**Exercise details:** Scan the data below and pick out the lines containing the word "changes".

**** Data for analysis

Issue #1318, opened 2023-10-21
Bug: [F2] Setup: settings not saved/persistant


zWhdmB5T:
### my system:
* `OS: openSUSE Leap 15.5 x86_64`
* `htop 3.2.2`

### bug:
1. start htop
2. using [F2] Setup
3. making some changes
4. using [F10] Done
5. using htop
6. exit htop
7. (re-)start htop
*  settings not persistant

### notices:
* there is the directory `~/.config/htop/` with `drwx------` (user) present, but no config file inside

zWhdmB5T:
# addition:
I just noticed, this behaviour stated above only occurs when I start htop by the GUI menu (Xfce)
![Bildschirmfoto_2023-10-21_12-24-30](https://github.com/htop-dev/htop/assets/143814533/478f2746-8a87-4066-896a-59de2c557df1)
. This is the usual way here, so far. But when I start a terminal separately and then start htop explicitly, it works fine (change settings and storing settings). When I then start htop by the GUI, settings (like made before) are read and used. But I cannot persistently change them.

BenBE:
This looks strange.

Can you check the following:
- Use <kbd>Shift</kbd>+<kbd>S</kbd> instead of <kbd>F2</kbd>
- Use <kbd>Q</kbd> instead of <kbd>F10</kbd>
- What is the user shown for the `htop` process?
- What are the owner and permissions for `~/.config`, `~/.config/htop` and `~/.config/htop/htoprc`?
- What is your active (default) `umask`?

In addition:
- Which OS/Distro?
- If you start `htop` from a terminal, are the settings persisted (e.g. change sort order)? What does the created `~/.config/htop/htoprc` look like?

zWhdmB5T:
>     * Use Shift+S instead of F2
shows the screen of  `[F2]`
 
>     * Use Q instead of F10
closes the screen of `[F2]` — but: changes are not persistent!

>     * What is the user shown for the `htop` process?
I did `[F4]` and searched for `htop`: the relating user is my user `gunnersson`

>     * What are the owner and permissions for `~/.config`, `~/.config/htop` and `~/.config/htop/htoprc`?
`drwx------ 42 gunnersson users 4,0K 21. Okt 11:52 .config/`
`drwx------  2 gunnersson users 4,0K 21. Okt 12:09 htop/`
`-rw-------  1 gunnersson users 1,7K 21. Okt 12:17 htoprc`
 
>     * What is your active (default) `umask`?
[...]

PR #1319, opened 2023-10-24
CRT: print a warning when exiting on signal

eworm-de:
Every now and then users complain about settings not being persisted. Most of the time this turns out to be caused by the user: Exiting with any signal causes `htop` not to save settings to `htoprc`.

Make `htop` print a warning when exiting on signal.

### DIFF
--- a/CRT.c
+++ b/CRT.c
@@ -803,8 +803,16 @@ int CRT_scrollWheelVAmount = 10;
 ColorScheme CRT_colorScheme = COLORSCHEME_DEFAULT;
 
 ATTR_NORETURN
-static void CRT_handleSIGTERM(ATTR_UNUSED int sgn) {
+static void CRT_handleSIGTERM(int sgn) {
    CRT_done();
+
+   const char* signal_str = strsignal(sgn);
+   if (!signal_str)
+      signal_str = "unknown reason";
+
+   fprintf(stderr,
+           "A signal %d (%s) was received, exiting without persisting settings to htoprc.\n",
+           sgn, signal_str);
    _exit(0);
 }
 
--- a/CRT.c
+++ b/CRT.c
@@ -806,6 +806,9 @@ ATTR_NORETURN
 static void CRT_handleSIGTERM(int sgn) {
    CRT_done();
 
+   if (!CRT_crashSettings->changed)
+      _exit(0);
+
    const char* signal_str = strsignal(sgn);
    if (!signal_str)
       signal_str = "unknown reason";


BenBE (approved):
LGTM.

Explorer09:
Is it a good idea after all to let htop not save settings after a signal?
I know this is to address a usability issue mention in #1318, but in case the user is existing htop by pressing [X] of the terminal window (i.e. a SIGHUP), the user won't see the added message.

BenBE:
> Is it a good idea after all to let htop not save settings after a signal?

The reasoning behind this is that sending a signal to a process should be an exceptional situation, which might indicate a number of error conditions (SIGPIPE, SIGHUP) or user requests (SIGINT, SIGTERM, SIGKILL). The behaviour so far has been to only store the updated configuration upon normal program termination. Receiving a signal forcefully terminates the program flow and thus can be considered to fall outside that "normal" category (even though we handle those signals to terminate somewhat gracefully).

> I know this is to address a usability issue mention in #1318, but in case the user is existing htop by pressing [X] of the terminal window (i.e. a SIGHUP), the user won't see the added message.

Issue #1318 was just a recent example of people sending signals to `htop` and wondering why their configuration is lost. In 04c769c8 I added a few words to our manpage to clarify the situation. I also stand with the WontFix I added for #1318.

I'm aware that this warning won't be visible when hitting the [X] button on the GUI terminal.

eworm-de:
I have always seen this as a feature: You can play with configuration, and just exit with `Ctrl-c` if settings are messed. 😜 

Even when run from a graphical terminal window you can use a clean exit method, by pressing `q` or `F10`. Even clicking the `Quit` "*button*" works (unless mouse is disabled). And I guess most people try to run a program from (interactive) command line for more verbose output in case or (potential) issue.

I am all for keeping the current behavior of not saving pending settings on signals. The behavior is now documented in 04c769c8445e02c8bdaf52d9276332e565739d33, and the output from this pull request should help a lot as well.

fasterit:
It is wrong behavior of htop to exit e.g. on SIGUSR.
It should ignore these (until we need them for something useful).
SIGHUP should probably save the config and exit.
SIGKILL is for ... killing.

eworm-de:
Well, the changes are in `CRT_handleSIGTERM()`. 😉

Perhaps other signals should be handled different (from another handler).

BenBE:
Just for reference:

```c
static struct sigaction old_sig_handler[32];

static void CRT_installSignalHandlers(void) {
   struct sigaction act;
   sigemptyset(&act.sa_mask);
   act.sa_flags = (int)SA_RESETHAND | SA_NODEFER;
   act.sa_handler = CRT_handleSIGSEGV;
   sigaction(SIGSEGV, &act, &old_sig_handler[SIGSEGV]);
   sigaction(SIGFPE, &act, &old_sig_handler[SIGFPE]);
   sigaction(SIGILL, &act, &old_sig_handler[SIGILL]);
   sigaction(SIGBUS, &act, &old_sig_handler[SIGBUS]);
   sigaction(SIGPIPE, &act, &old_sig_handler[SIGPIPE]);
   sigaction(SIGSYS, &act, &old_sig_handler[SIGSYS]);
   sigaction(SIGABRT, &act, &old_sig_handler[SIGABRT]);

   signal(SIGCHLD, SIG_DFL);
   signal(SIGINT, CRT_handleSIGTERM);
   signal(SIGTERM, CRT_handleSIGTERM);
   signal(SIGQUIT, CRT_handleSIGTERM);
}
```

I.e. `SIGHUP` and `SIGUSR` aren't even considered ATM.

fasterit:
Send a SIGUSR1 to a running `htop` (you can do from inside with <kbd>k</kbd> ...

Explorer09:
@BenBE 
I would like SIGHUP be treated as a "normal" program termination. The reason I mentioned the [X] button on the terminal window is that, many distributions allow launching htop from a graphical start menu / launcher or whatever in the desktop environment, and through that flow, user won't notice there is a terminal window open and had no idea that closing the window would consider as an "abnormal" termination, and thus the issue report.

Allowing users to _not_ save changes on exit could be a feature, but I would like users to be informed and choose to save or discard the changes explicitly.
Telling users that pressing `q` or `F10` saves the changes and that `Ctrl-C` discards the changes would add cognitive load to users. As no terminal apps would have such "magic" behaviors.

BenBE:
I'm absolutely not happy with making SIGHUP an exception …

Explorer09:
> I'm absolutely not happy with making SIGHUP an exception …

And that's the problem. People can expect when the configuration is autosaved but in fact it's not. This can happen even without signals involved. I was thinking about a use case with multiple htop instances running:

1. Start instance 1 of htop. It loads settings A.
2. Go to Setup page, change settings to B, and leave the Setup page.
3. While instance 1 is running, start instance 2 of htop from the same user.

Which settings should instance 2 of htop get, A or B? Here we are not considering whether htop exits normally, just whether the new settings would be saved (so that other instances of htop can see the new settings). Depending on mindsets (or maybe "paradigms"?), the user could expect the settings updated or not updated at all.

BenBE:
> > I'm absolutely not happy with making SIGHUP an exception …
> 
> And that's the problem. People can expect when the configuration is autosaved but in fact it's not. This can happen even without signals involved. I was thinking about a use case with multiple htop instances running:
> 
> 1. Start instance 1 of htop. It loads settings A.
> 2. Go to Setup page, change settings to B, and leave the Setup page.
> 3. While instance 1 is running, start instance 2 of htop from the same user.
> 
> Which settings should instance 2 of htop get, A or B? 

Instance 2 will get Settings A, since instance 1 was not closed yet.

> Here we are not considering whether htop exits normally, just whether the new settings would be saved (so that other instances of htop can see the new settings). Depending on mindsets (or maybe "paradigms"?), the user could expect the settings updated or not updated at all.

With the current implementation (and its documentation), the expectation for the user is quite clear.

My problem with SIGHUP in particular is that in normal circumstances you can get this triggered when SSH'ing into a machine and your connection suddenly interrupted. If you happen to have multiple connections with htop open the stored settings now essentially amount to which connection was killed last. Great RNG you got there …

Explorer09:
> Instance 2 will get Settings A, since instance 1 was not closed yet.

The documented behavior may be different from what users expect based on the experience of other apps. So I wish a more thorough reconsideration of the UX here.

(I know making exceptions on certain signals should be the last resort, but my point is the whole UX being badly done.)

I said there are two mindsets:
1. Settings saved upon closing the Setup screen (or Settings dialog in other apps). This aligns the settings behavior of other GUI apps. In this case instance 2 of htop would get settings B. There would be no way to revert to settings A upon leaving the Setup screen, so users would be advised to backup the `htoprc` file in case things go wrong (htop may implement an automatic backup to save user from the trouble).
2. Settings saved upon closing the program or an explicit "Save" action: This mindset treats settings no different from files opened in an editor. User would save settings by either closing htop or an explicit "Save" action. In this case, instance 2 of htop would get settings A unless the Save action was done in instance 1 to get settings B. There would be a risk that unsaved changes be lost during an abnormal termination (no just signals, but cases like a sudden power cut of the machine), so it is better to keep a temporary file (`htoprc.tmpXXXXXX`) of unsaved changes until the settings are properly saved.

Explorer09:
Just a clarification: I'm not against the idea of adding a warning when `htoprc` is not saved. But the UX of the whole mechanism is not ideal, and a warning would not solve that.

BenBE:
> Just a clarification: I'm not against the idea of adding a warning when `htoprc` is not saved. But the UX of the whole mechanism is not ideal, and a warning would not solve that.

Same here … Even if this might have looked differently.

fasterit:
This code is not being executed.

Reproducer:

1. start `htop`
2. `killall -USR2 htop`

You'll get an output like:
>Benutzerdefiniertes Signal 2

from some other handler.

eworm-de:
Probably not handled at all, but just killed... For me the output regarding signal is from shell I think.

eworm-de:
We would have to add more signals around https://github.com/htop-dev/htop/blob/f9fb93aaf8712934ee0c78d5d887882fd29b6e36/CRT.c#L924 if we want them to be handled.

Explorer09:
@eworm-de Why are we bothered to ignore `SIGUSR1` and `SIGUSR2`, if they don't have a special purpose and can only be sent by the user?
There would be a lot of signals with user-defined purposes and with the default behavior of terminating the application, e.g. `SIGRT*`
And it would a waste of code to set to ignore all of them.

eworm-de:
No idea... I've never before sent `SIGUSR2` to `htop`. I am fine with what ever the consent is here.

One signal we should be aware of is `SIGHUP` as some terminal applications send it on closing terminal. So we consider this a clean exit and want to persist the configuration then?

Explorer09:
> No idea... I've never before sent `SIGUSR2` to `htop`. I am fine with what ever the consent is here.
> 
> One signal we should be aware of is `SIGHUP` as some terminal applications send it on closing terminal. So we consider this a clean exit and want to persist the configuration then?

That was my initial concern when I first see this PR. We cannot put the warning on evey exit, especially we cannot warn if htop exits on signal 9 (SIGKILL). The ideal solution to me is to have htop back up the configuration whenever it's changed, not just before htop exits, but that's another PR to address.

I think we should keep this patch simple: Just put warning on signals that htop would commonly exit on, and not care about the rest.

1 (SIGHUP), 2 (SIGINT, Ctrl-C), 3 (SIGQUIT, Ctrl-\), 15 (SIGTERM, default signal for `kill` command). Anything else?

cgzones:
> 1 (SIGHUP), 2 (SIGINT, Ctrl-C), 3 (SIGQUIT, Ctrl-\), 15 (SIGTERM, default signal for kill command). Anything else?

:+1:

********

**Reply:**
3. making some changes
closes the screen of `[F2]` — but: changes are not persistent!
Well, the changes are in `CRT_handleSIGTERM()`. 😉
Allowing users to _not_ save changes on exit could be a feature, but I would like users to be informed and choose to save or discard the changes explicitly.
Telling users that pressing `q` or `F10` saves the changes and that `Ctrl-C` discards the changes would add cognitive load to users. As no terminal apps would have such "magic" behaviors.
2. Settings saved upon closing the program or an explicit "Save" action: This mindset treats settings no different from files opened in an editor. User would save settings by either closing htop or an explicit "Save" action. In this case, instance 2 of htop would get settings A unless the Save action was done in instance 1 to get settings B. There would be a risk that unsaved changes be lost during an abnormal termination (no just signals, but cases like a sudden power cut of the machine), so it is better to keep a temporary file (`htoprc.tmpXXXXXX`) of unsaved changes until the settings are properly saved.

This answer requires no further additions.